▸ **Task description**: For the data below, report only the number of lines containing the string "love".

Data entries
====
PR #731, opened 2025-04-17
docs: Add telemetry documentation page

Techassi:
Part of https://github.com/stackabletech/issues/issues/639

### DIFF
--- a/modules/concepts/nav.adoc
+++ b/modules/concepts/nav.adoc
@@ -22,7 +22,8 @@
 *** xref:operations/graceful_shutdown.adoc[]
 *** xref:operations/temporary_credentials_lifetime.adoc[]
 ** Observability
-*** xref:labels.adoc[]
-*** xref:logging.adoc[]
-*** xref:containerdebug.adoc[]
+*** xref:labels.adoc[Labels]
+*** xref:logging.adoc[Logging]
+*** xref:containerdebug.adoc[Container environment]
+*** xref:observability/telemetry.adoc[Telemetry]
 ** xref:container-images.adoc[]
--- a/modules/concepts/pages/observability/telemetry.adoc
+++ b/modules/concepts/pages/observability/telemetry.adoc
@@ -22,10 +22,14 @@ For a more complete debugging experience, we recommend the OpenTelemetry signals
 ----
 telemetry:
   consoleLog:
-    enabled: true # true, false
-    level: null   # error, warning, info, debug, trace
-    format: null  # plain, json
+    enabled: true # <1>
+    level: null   # <2>
+    format: null  # <3>
 ----
+
+<1> Boolean: `true, false`
+<2> Enum: `error, warning, info, debug, trace`
+<3> Enum: `plain, json`
 
 == File logs
 
--- a/modules/concepts/pages/observability/telemetry.adoc
+++ b/modules/concepts/pages/observability/telemetry.adoc
@@ -1,12 +1,10 @@
 = Telemetry signals in operators
 
-Since SDP 25.7.0, all Stackable operators emit multiple signals for telemetry data.
-Currently supported signals are:
+Since SDP 25.7.0, all Stackable operators emit telemetry data in the following ways:
 
-* Console logs in plain and JSON format
-* (Rolling) file logs in JSON format
-* OpenTelemetry logs exported via OTLP
-* OpenTelemetry traces exported via OTLP
+* logs (via console, file, and OTLP export)
+* metrics (not yet available, will most likely be an OTLP export)
+* traces (via OTLP export)
 
 Every signal can be toggled and customized using Helm values.
 All fields are grouped under the top-level `telemetry` section.
--- a/modules/concepts/pages/observability/telemetry.adoc
+++ b/modules/concepts/pages/observability/telemetry.adoc
@@ -1,0 +1,32 @@
+= Telemetry signals in operators
+
+Since SDP 25.7.0, all Stackable operators emit multiple signals for telemetry data.
+Currently supported signals are:
+
+* Console logs in plain and JSON format
+* (Rolling) file logs in JSON format
+* OpenTelemetry logs exported via OTLP
+* OpenTelemetry traces exported via OTLP
+
+Every signal can be toggled and customized using Helm values.
+All fields are grouped under the top-level `telemetry` section.
+The following sections describe the available fields their default and supported values.
+
+== Console logs
+
+This signal prints log messages at the selected level and in the selected format to STDOUT.
+These logs are useful for quick debugging.
+For a more complete debugging experience, we recommend the OpenTelemetry signals.
+
+[source,yaml]
+----
+telemetry:
+  consoleLog:
+    enabled: true # true, false
+    level: null   # error, warning, info, debug, trace
+    format: null  # plain, json
+----
+
+== File logs
+
+== OpenTelemetry logs and traces
--- a/modules/concepts/pages/observability/telemetry.adoc
+++ b/modules/concepts/pages/observability/telemetry.adoc
@@ -33,4 +33,22 @@ telemetry:
 
 == File logs
 
+This signal writes log messages at the selected level in JSON to (rolling) log file(s).
+These logs can be picked up by log aggregation systems, like Vector.
+
+[source,yaml]
+----
+telemetry:
+  fileLog:
+    enabled: false         # <1>
+    level: null            # <2>
+    rotationPeriod: hourly # <3>
+    maxFiles: 6            # <4>
+----
+
+<1> Boolean: `true, false`
+<2> Enum: `error, warning, info, debug, trace`
+<3> Enum: `never, daily, hourly, minutely`
+<4> Unsigned Integer
+
 == OpenTelemetry logs and traces
--- a/modules/concepts/pages/observability/telemetry.adoc
+++ b/modules/concepts/pages/observability/telemetry.adoc
@@ -29,8 +29,8 @@ telemetry:
 ----
 
 <1> Boolean: `true, false`
-<2> Enum: `error, warning, info, debug, trace`
-<3> Enum: `plain, json`
+<2> Enum: `error, warning, info, debug, trace` - operator defaults to `info`
+<3> Enum: `plain, json` - operator defaults to `plain`
 
 == File logs
 
@@ -48,7 +48,7 @@ telemetry:
 ----
 
 <1> Boolean: `true, false`
-<2> Enum: `error, warning, info, debug, trace`
+<2> Enum: `error, warning, info, debug, trace` - operator defaults to `info`
 <3> Enum: `never, daily, hourly, minutely`
 <4> Unsigned Integer
 
@@ -71,5 +71,5 @@ telemetry:
 ----
 
 <1> Boolean: `true, false`
-<2> Enum: `error, warning, info, debug, trace`
+<2> Enum: `error, warning, info, debug, trace` - operator defaults to `info`
 <3> String: E.g. `my-collector:4317`
--- a/modules/concepts/pages/observability/telemetry.adoc
+++ b/modules/concepts/pages/observability/telemetry.adoc
@@ -10,7 +10,8 @@ Currently supported signals are:
 
 Every signal can be toggled and customized using Helm values.
 All fields are grouped under the top-level `telemetry` section.
-The following sections describe the available fields their default and supported values.
+
+NOTE: The following sections describe the available fields their default and supported values.
 
 == Console logs
 
--- a/modules/concepts/pages/observability/telemetry.adoc
+++ b/modules/concepts/pages/observability/telemetry.adoc
@@ -10,7 +10,19 @@ Since SDP 25.7.0, all Stackable operators emit telemetry data in the following w
 Every subscriber can be toggled and customized using Helm values.
 All fields are grouped under the top-level `telemetry` section.
 
-NOTE: The following sections describe the available fields their default and supported values.
+[NOTE]
+====
+The following sections describe the available fields as well as their default and supported values.
+If the Helm values explained below are not overridden, the following operator defaults apply:
+
+* Levels for all signals are set to `INFO`.
+* Console logs are enabled
+* File logs are disabled
+* File logs rotation period is set to `Never`
+* File logs max files is unset
+* OpenTelemetry logs and traces are disabled
+* OTLP endpoints are set to `http://localhost:4317`
+====
 
 == Console logs
 
@@ -28,8 +40,8 @@ telemetry:
 ----
 
 <1> Boolean: `true, false`
-<2> Enum: `error, warning, info, debug, trace` - operator defaults to `info`
-<3> Enum: `plain, json` - operator defaults to `plain`
+<2> Enum: `error, warning, info, debug, trace`
+<3> Enum: `plain, json`
 
 == File logs
 
@@ -47,7 +59,7 @@ telemetry:
 ----
 
 <1> Boolean: `true, false`
-<2> Enum: `error, warning, info, debug, trace` - operator defaults to `info`
+<2> Enum: `error, warning, info, debug, trace`
 <3> Enum: `never, daily, hourly, minutely`
 <4> Unsigned Integer
 
@@ -70,5 +82,5 @@ telemetry:
 ----
 
 <1> Boolean: `true, false`
-<2> Enum: `error, warning, info, debug, trace` - operator defaults to `info`
+<2> Enum: `error, warning, info, debug, trace`
 <3> String: E.g. `my-collector:4317`
--- a/modules/concepts/pages/observability/telemetry.adoc
+++ b/modules/concepts/pages/observability/telemetry.adoc
@@ -2,10 +2,12 @@
 
 Since SDP 25.7.0, all Stackable operators emit telemetry data in the following ways:
 
-* logs (via console, file, and OTLP export)
-* traces (via OTLP export)
+* Console logs in plain and JSON format
+* File logs in JSON format (with the option of Rolling files)
+* OpenTelemetry logs exported via OTLP
+* OpenTelemetry traces exported via OTLP
 
-Every signal can be toggled and customized using Helm values.
+Every subscriber can be toggled and customized using Helm values.
 All fields are grouped under the top-level `telemetry` section.
 
 NOTE: The following sections describe the available fields their default and supported values.
--- a/modules/concepts/pages/observability/telemetry.adoc
+++ b/modules/concepts/pages/observability/telemetry.adoc
@@ -46,7 +46,7 @@ telemetry:
 == File logs
 
 This signal writes log messages at the selected level in JSON to (rolling) log file(s).
-These logs can be picked up by log aggregation systems, like Vector.
+These logs can be picked up by a log aggregation system, like Vector.
 
 [source,yaml]
 ----
--- a/modules/concepts/pages/observability/telemetry.adoc
+++ b/modules/concepts/pages/observability/telemetry.adoc
@@ -52,3 +52,23 @@ telemetry:
 <4> Unsigned Integer
 
 == OpenTelemetry logs and traces
+
+These two signal export OpenTelemetry logs and traces to OTLP enabled collectors.
+These signals can be visualized using tools, like Grafana, Loki, and Jaeger.
+
+[source,yaml]
+----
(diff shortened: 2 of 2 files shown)


modules/concepts/pages/observability/telemetry.adoc
```diff
@@ -0,0 +1,74 @@
+= Telemetry signals in operators
+
+Since SDP 25.7.0, all Stackable operators emit multiple signals for telemetry data.
```
NickLarsenNZ, line 3: We should maybe rephrase this. The signals are:

- logs (with 3 options: console, file, otlp export)
- metrics (not yet available, but might be an openmetrics server and/or otlp export)
- traces

```suggestion
Since SDP 25.7.0, all Stackable operators emit telemetry data in the following ways.
```

modules/concepts/pages/observability/telemetry.adoc
```diff
@@ -0,0 +1,74 @@
...
+Currently supported signals are:
+
+* Console logs in plain and JSON format
+* (Rolling) file logs in JSON format
+* OpenTelemetry logs exported via OTLP
+* OpenTelemetry traces exported via OTLP
```
NickLarsenNZ, line 9: I feel like Rolling is a feature that can be enabled

```suggestion
* Console logs in plain and JSON format
* File logs in JSON format (with the option of Rolling files)
* OpenTelemetry logs exported via OTLP
* OpenTelemetry traces exported via OTLP
```

modules/concepts/pages/observability/telemetry.adoc
```diff
@@ -0,0 +1,74 @@
...
+
+Every signal can be toggled and customized using Helm values.
+All fields are grouped under the top-level `telemetry` section.
+The following sections describe the available fields their default and supported values.
```
NickLarsenNZ, line 13: Maybe a new paragraph to keep the line shorter since it contains import info at the end.

```suggestion
Every signal can be toggled and customized using Helm values.
All fields are grouped under the top-level `telemetry` section.

The following sections describe the available fields their default and supported values.
```

modules/concepts/pages/observability/telemetry.adoc
NickLarsenNZ: I'll redo this comment as it needs to include the next line

modules/concepts/pages/observability/telemetry.adoc
```diff
@@ -0,0 +1,74 @@
+= Telemetry signals in operators
+
+Since SDP 25.7.0, all Stackable operators emit multiple signals for telemetry data.
+Currently supported signals are:
```
NickLarsenNZ, line 4: We should maybe rephrase this. The signals are:

- logs (with 3 options: console, file, otlp export)
- metrics (not yet available, but might be an openmetrics server and/or otlp export)
- traces

```suggestion
Since SDP 25.7.0, all Stackable operators emit telemetry data in the following ways:
```

modules/concepts/pages/observability/telemetry.adoc
NickLarsenNZ: See: https://github.com/stackabletech/documentation/pull/731/files#r2058284411

modules/concepts/pages/observability/telemetry.adoc
Techassi: Done in e230821cb287dae533b8ae00048da9b4225a227b and f805aceed4e0db104b01dfc7d2d99685356b6f92.

modules/concepts/pages/observability/telemetry.adoc
Techassi: Done in 732e0625ea5d5bea1c5192d460353c3aa6b90670.

modules/concepts/pages/observability/telemetry.adoc
```diff
@@ -0,0 +1,73 @@
+= Telemetry signals in operators
+
+Since SDP 25.7.0, all Stackable operators emit telemetry data in the following ways:
+
+* logs (via console, file, and OTLP export)
+* metrics (not yet available, will most likely be an OTLP export)
+* traces (via OTLP export)
```
NickLarsenNZ, line 7: I think it was fine how you had it. I was just explaining signals in the comment.

But this is also fine, but we should remove metrics (we can add an admonition to mention metrics would come later).

modules/concepts/pages/observability/telemetry.adoc
```diff
@@ -0,0 +1,73 @@
...
+telemetry:
+  consoleLog:
+    enabled: true # <1>
+    level: null   # <2>
+    format: null  # <3>
+----
+
+<1> Boolean: `true, false`
+<2> Enum: `error, warning, info, debug, trace` - operator defaults to `info`
+<3> Enum: `plain, json` - operator defaults to `plain`
```
NickLarsenNZ, line 31: For each of these we should list the operator defaults.

We could just put it at the top and say that "this is what happens if the subscriber is not configured".

modules/concepts/pages/observability/telemetry.adoc
NickLarsenNZ: For this one, my comment wasn't the verbatim suggestion, just pointing out the difference between the subscribers and signals.

modules/concepts/pages/observability/telemetry.adoc
Techassi: Done in e3fc6e824d4160984bbf312e0a5d3d4bfdf9489f.

modules/concepts/pages/observability/telemetry.adoc
```diff
@@ -0,0 +1,72 @@
...
+
+Since SDP 25.7.0, all Stackable operators emit telemetry data in the following ways:
+
+* logs (via console, file, and OTLP export)
+* traces (via OTLP export)
+
+Every signal can be toggled and customized using Helm values.
+All fields are grouped under the top-level `telemetry` section.
+
+NOTE: The following sections describe the available fields their default and supported values.
```
NickLarsenNZ, line 11: Sorry, I think my original comment wasn't clear enough.
I think how you originally had it was good, just needed to not call them "subscribers" instead of "signals".

Here are two options to illustrate what I mean:

## Original list

_with my amendment for the File logs_:

```suggestion
Since SDP 25.7.0, all Stackable operators emit telemetry data in the following ways:

* Console logs in plain and JSON format
* File logs in JSON format (with the option of Rolling files)
* OpenTelemetry logs exported via OTLP
* OpenTelemetry traces exported via OTLP

Every subscriber can be toggled and customized using Helm values.
All fields are grouped under the top-level `telemetry` section.

NOTE: The following sections describe the available fields their default and supported values.
```

## Original first line(s)

_but then listing signals, and not subscribers_:

```suggestion
Since SDP 25.7.0, all Stackable operators emit multiple signals for telemetry data.
Currently supported signals are:

* logs (via console, file, and OTLP export)
* traces (via OTLP export)

Every subscriber can be toggled and customized using Helm values.
All fields are grouped under the top-level `telemetry` section.

NOTE: The following sections describe the available fields their default and supported values.
```

NickLarsenNZ (changes requested):
Clarified what I meant with the signals vs subscribers

modules/concepts/pages/observability/telemetry.adoc
Techassi: Adjusted in 62bd5635.

modules/concepts/pages/observability/telemetry.adoc
Techassi: Ah, gotcha. I think it should be fine now since 4da9817.

NickLarsenNZ (approved):
LGTM

modules/concepts/nav.adoc
```diff
@@ -22,7 +22,8 @@
 *** xref:operations/graceful_shutdown.adoc[]
 *** xref:operations/temporary_credentials_lifetime.adoc[]
 ** Observability
-*** xref:labels.adoc[]
-*** xref:logging.adoc[]
-*** xref:containerdebug.adoc[]
+*** xref:labels.adoc[Labels]
+*** xref:logging.adoc[Logging]
+*** xref:containerdebug.adoc[Container environment]
```
nightkr, line 27: These labels are redundant, no? They should be pulled in automatically since they're the top headings of their respective pages.

modules/concepts/pages/observability/telemetry.adoc
```diff
@@ -0,0 +1,86 @@
+= Telemetry signals in operators
```
nightkr, line 1: I'd put operator logging as a subheader in `logging.adoc` instead, I think? Yes, "telemetry" is technically slightly more general, but "logging" is the term people know and love already (and the current split of "logging as in products, telemetry as in operators" makes even less sense IMO).

modules/concepts/pages/observability/telemetry.adoc
```diff
@@ -0,0 +1,86 @@
...
+
+Since SDP 25.7.0, all Stackable operators emit telemetry data in the following ways:
```
nightkr, line 3: Same here, I think it's clearer to reword this focusing on "logging" rather than the pretty opaque "telemetry data". Once we do offer non-log telemetry (metrics), we can have an "oh, and we also export metrics via OTLP and Prom" note at the end (or just treat metrics as entirely separate).

nightkr: (And yes, I'd argue that "traces" are just logs with a higher standard of correlation information, not a distinct concept.)

modules/concepts/pages/observability/telemetry.adoc
```diff
@@ -0,0 +1,86 @@
...
+
+* Console logs in plain and JSON format
+* File logs in JSON format (with the option of Rolling files)
+* OpenTelemetry logs exported via OTLP
+* OpenTelemetry traces exported via OTLP
+
+Every subscriber can be toggled and customized using Helm values.
```
nightkr, line 10: s/subscriber/logging endpoint/g? There's still probably a better word hiding somewhere in there though.

modules/concepts/pages/observability/telemetry.adoc
```diff
@@ -0,0 +1,86 @@
...
+telemetry:
+  consoleLog:
+    enabled: true # <1>
+    level: null   # <2>
+    format: null  # <3>
+----
+
+<1> Boolean: `true, false`
+<2> Enum: `error, warning, info, debug, trace`
+<3> Enum: `plain, json`
```
nightkr, line 44: It feels very disjointed to have to jump back and forth between these, maybe just add the options inline? (`enabled: true # true/false`)

modules/concepts/pages/observability/telemetry.adoc
```diff
@@ -0,0 +1,86 @@
...
+
+== File logs
+
+This signal writes log messages at the selected level in JSON to (rolling) log file(s).
+These logs can be picked up by log aggregation systems, like Vector.
```
nightkr, line 49:
```suggestion
These logs can be picked up by a log aggregation systems, like Vector.
```

modules/concepts/pages/observability/telemetry.adoc
```diff
@@ -0,0 +1,86 @@
...
+
+[source,yaml]
+----
+telemetry:
+  fileLog:
+    enabled: false         # <1>
+    level: null            # <2>
```
nightkr, line 56: M'yeah, I get why these are treated as separate ("just jump to the platform you use, and go!"), but it also feels a bit strange that we treat these as entirely separate. I don't know, I don't have a good answer here.

modules/concepts/pages/observability/telemetry.adoc
NickLarsenNZ: > Same here, I think it's clearer to reword this focusing on "logging" rather than the pretty opaque "telemetry data"

I disagree. I think we want to be promoting "observability" of the platform and move on from "Logging" being the central term. It is merely one of the telemetry signals.

> And yes, I'd argue that "traces" are just logs with a higher standard of correlation information

No, they are another telemetry signal. Otherwise they'd just be called _logs_.

> Once we do offer non-log telemetry (metrics), we can have an "oh, and we also export metrics via OTLP and Prom" note at the end (or just treat metrics as entirely separate).

Even though we don't yet have operators emitting metrics, I think we can still begin advertising "observability" capabilities. Once metrics are available, they can be added into this documentation.

modules/concepts/pages/observability/telemetry.adoc
NickLarsenNZ: @nightkr I edited your suggetion (removing the superfluous _s_ from _systems_)

modules/concepts/pages/observability/telemetry.adoc
nightkr: > No, they are another telemetry signal. Otherwise they'd just be called logs.

Okay, what's the conceptual difference? When, in your view, would traditional flat logs still be preferable?

modules/concepts/pages/observability/telemetry.adoc
Techassi: Yes, I'd be in favour of calling them _exporters_.

nightkr: Also, "log to file" isn't really a useful option in its own right IMO (we're only writing to a _container_ file, after all), that's more of an implementation detail for shipping to something like Vector.

modules/concepts/nav.adoc
Techassi: Currently, they are.

I added them because I moved the files into the `observability` subfolder, but that broke links in other repos (operators for example). So I reverted that change, but kept the labels for the future when we eventually move them again (which I think we should).

modules/concepts/pages/observability/telemetry.adoc
Techassi: > "logging" is the term people know and love already

I would like to avoid bundling all these signal into _logging_. It is more than that already, and will differ even more once we add support for metrics (or even [profiling](https://opentelemetry.io/blog/2024/profiling/)).

> logging as in products, telemetry as in operators

There will be a transition period. Eventually, we also want to support / enable telemetry data for products. This will then form a complete picture, which can also be reflected in the documentation accordingly.

But for now, there are differences between operators and products which are worth to be pointed out.

modules/concepts/pages/observability/telemetry.adoc
Techassi: I actually had that at one point. I've converted them to _callouts_ to be a little more consistent with the rest of out documentation.

But I don't have strong feelings for either option.

modules/concepts/pages/observability/telemetry.adoc
nightkr: > I would like to avoid bundling all these signal into logging.

Tracing *is* (an extended form of) logging.

Metrics and profiling are not. They (would) deserve their own sections.

Techassi: Tracing _can_ be considered an extended form of logging, but the OpenTelemetry project specifies them as two different [signals](https://opentelemetry.io/docs/concepts/signals/). As such, I will follow the common terminology and will not mix both together to avoid ambiguity.

modules/concepts/pages/observability/telemetry.adoc
Techassi: These log files can also be picked up by other log scraping solutions users might want to implement. For _us_, yes, there are mostly only useful to feed Vector.

modules/concepts/pages/observability/telemetry.adoc
Techassi: Accepting this suggestion after the edit.

modules/concepts/pages/observability/telemetry.adoc
nightkr: No, this is a vital distinction: the documentation is defining our *supported interfaces*. Do *we* support scraping the raw JSON files? Is that a stable format that we're committing to? How do we suggest that people hook in to scrape it?

modules/concepts/pages/observability/telemetry.adoc
nightkr: The different logging appenders, from a documentation perspective.

Currently they're documented as "We provide these four appenders. Each appender supports [these options].". I'm *wondering* if it might be clearer/more maintainable to write it as "We support these appenders, which can all be enabled/filtered [like this]. Each appender msut be connected to a target, [like this].". (That is, focus on the commonalities, *then* branch off into the particulars of each appender.)

modules/concepts/pages/observability/telemetry.adoc
nightkr: Logs can still be structured (https://github.com/slog-rs/slog, https://datalust.co/seq, etc). Traces are "just" a convention for including more context. But it's not a fundamental change.

> For most things, I would consider traditional logs rather cumbersome to work with and as such are not preferable over more structured data like traces (and metrics). Traditional logs are mostly only useful for a quick debugging session.

Exactly. Because it's just "Logs 2.0", not a distinct new concept.

NickLarsenNZ: I'm not sure what your point is here, but it seems like "I can make one data structure look like something else to imply they are the same in one case", and then coining distracting terms like "Logs 2.0" which isn't a thing.

Tracing is a conceptually different way of observing a system, no matter how it is serialized or transported. We should use the common terminology which isn't new anymore. Logging is one part.

IMO, structured logs are largely eliminated by tracing events.
I personally don't see value in logs that don't correlate to a span - especially when troubleshooting. But I'm also aware that people still cling to logs, hence why they are kept as an independent signal (the same content appearing in trace events, which the "structured" fields becoming span/resource attributes).

Techassi: > Logs can still be structured

Sure, I'm not arguing against that, but that still doesn't mean that structured logs are the same thing as traces. Calling them "Logs 2.0" undercuts the value they provide.

That's why I won't bundle (traditional) logs and traces together as already stated in https://github.com/stackabletech/documentation/pull/731#discussion_r2063747531.

modules/concepts/pages/observability/telemetry.adoc
Techassi: It should be noted, that it is currently not possible to use any of the (rolling) file log functionality via Helm. The required env vars are just not set by the Deployment template. We corrected this, by introducing this control knob.

> Is that a stable format that we're committing to?

We don't _have_ to make any promises regarding the log format in my opinion. This can also be pointed out in the documentation. _If_ we want to make a commitment, we can discuss the details of this in a followup issue/PR (needs research).

> How do we suggest that people hook in to scrape it?

I would say this is outside of the current PR. Also, I don't see the need to go into this too deep, as we want to promote the OpenTelemetry appoach anyway. But this is also something which can be tackled in a followup PR (needs refinement and planning).

modules/concepts/pages/observability/telemetry.adoc
Techassi: > The different logging appenders

We are not only talking about logging appenders. There is a console log subscriber, a file log appender, as well as log and traces exporters. That's why @NickLarsenNZ suggested to call these consumers _exporters_ to have a unified name without exposing the users to underlying crate details, see https://github.com/stackabletech/documentation/pull/731#discussion_r2063096186.

> I'm wondering if it might be clearer/more maintainable to write it as "We support these appenders, which can all be enabled/filtered [like this] [...] That is, focus on the commonalities

Okay, I can see your point. We _can_ do that, but this will result in "jumping back and forth" for the reader, which you pointed out as a negative point in https://github.com/stackabletech/documentation/pull/731#discussion_r2059921806.

So let me know how you weight the pros and cons here.

modules/concepts/pages/observability/telemetry.adoc
NickLarsenNZ: _Speaking of stability in general, I think we gain some stability/predictability by using field names that align with [OpenTelemetry Semantic Conventions]. This will help them correlate with logs/traces/metrics emitted by external tools that also move to align to [OpenTelemetry Semantic Conventions]._

NickLarsenNZ (approved):
LGTM

lfrancke:
Can you please add a link to the docs?

Techassi:
Sure, here it is: <https://docs.stackable.tech/home/nightly/concepts/observability/telemetry/>.

lfrancke:
And a release note snippet please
====
▸ **Task result**: 2